Your task.
Where in the entries below does "with" appear? Copy every line that has it.

=== Section Start ===

PR #144, opened 2016-02-24
[+] new option to enable custom logout

molipet:
A new `beforeRedirect` option which can be used to implement **custom logout-logic** before _passport-saml_ redirects back to the Identity Provider.
It can be useful when the logout-logic is more complex than a simple `req.logout()`, e.g. database-pools needs to be finished properly.

In case of **Service Provider initiated logout**, it can be used with the following syntax:

```
app.get('/saml-logout',
           beforeRedirect: function(req, next) {
                  // custom logout-logic can be here
                  return next();
           },
           samlFallback: 'logout-request',
           failureRedirect: saml-logout/error',
           failureFlash: true
      })
);
```

The custom logout-logic will be executed right before _SAML LogoutRequest_ is sent to the Identity Provider.

In case of **Identity Provider initiated logout**, it can be used with the following syntax:

```
app.post('/saml-logout/callback',
           beforeRedirect: function(req, next) {
                  // custom logout-logic can be here
                  return next();
           },
           failureRedirect: saml-logout/error',
           failureFlash: true
      })
);
```

The custom logout-logic will be executed after the validation of the _SAML LogoutRequest_ but right before _SAML LogoutResponse_ is sent to the Identity Provider.

### DIFF
--- a/lib/passport-saml/saml.js
+++ b/lib/passport-saml/saml.js
@@ -686,14 +686,20 @@ SAML.prototype.processValidlySignedAssertion = function(xml, inResponseTo, callb
         }
       }
 
-      subjectConfirmation = subject[0].SubjectConfirmation ?
-                            subject[0].SubjectConfirmation[0] : null;
+     subjectConfirmation = null;
+
+      if (subject[0].SubjectConfirmation) {
+        for (var i = 0; i < subject[0].SubjectConfirmation.length; i++) {
+          var sc = subject[0].SubjectConfirmation[i];
+          if (sc.$ && sc.$.Method === 'urn:oasis:names:tc:SAML:2.0:cm:bearer') {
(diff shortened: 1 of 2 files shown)


pdspicer:
Assuming you have access to the SamlStrategy instance (lets call it `samlStrategy`) you are using with passport, you can instead call `samlStrategy.logout(req, callback)`, which will call back with a logout URL that you can use for redirection after executing your own custom logic. Does this satisfy your use case?

markstos:
Since there's no further reply from the OP or anyone else, I'm closing this. Note that #237 and #141 appear related. There may be some merit in the code here, but to move it forward,  someone needs to explain how it's better than what @pdspicer proposed and the other logout-related options proposed in the related PRs.

Issue #128, opened 2015-11-24
Redirects in infinite loop if a body parser is not set up for express


jrop:
Minor, but should be documented: when defining the callback route:

```
let app = express()
app.get('/login', passport.authenticate('saml', { failureRedirect: '/' }), (req, res) => res.redirect('/'))
app.post('/callback', passport.authenticate('saml', { failureRedirect: '/' }), (req, res) => res.redirect('/'))
```

There needs to be middleware that supports body parsing, otherwise (in my case) it starts redirecting between my IdP and my app indefinitely.

ploer:
Can you submit a PR with the proposed documentation change?  Thanks!

joelwass:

=== Section End ===

Answer.
In case of **Service Provider initiated logout**, it can be used with the following syntax:
In case of **Identity Provider initiated logout**, it can be used with the following syntax:
Assuming you have access to the SamlStrategy instance (lets call it `samlStrategy`) you are using with passport, you can instead call `samlStrategy.logout(req, callback)`, which will call back with a logout URL that you can use for redirection after executing your own custom logic. Does this satisfy your use case?
Can you submit a PR with the proposed documentation change?  Thanks!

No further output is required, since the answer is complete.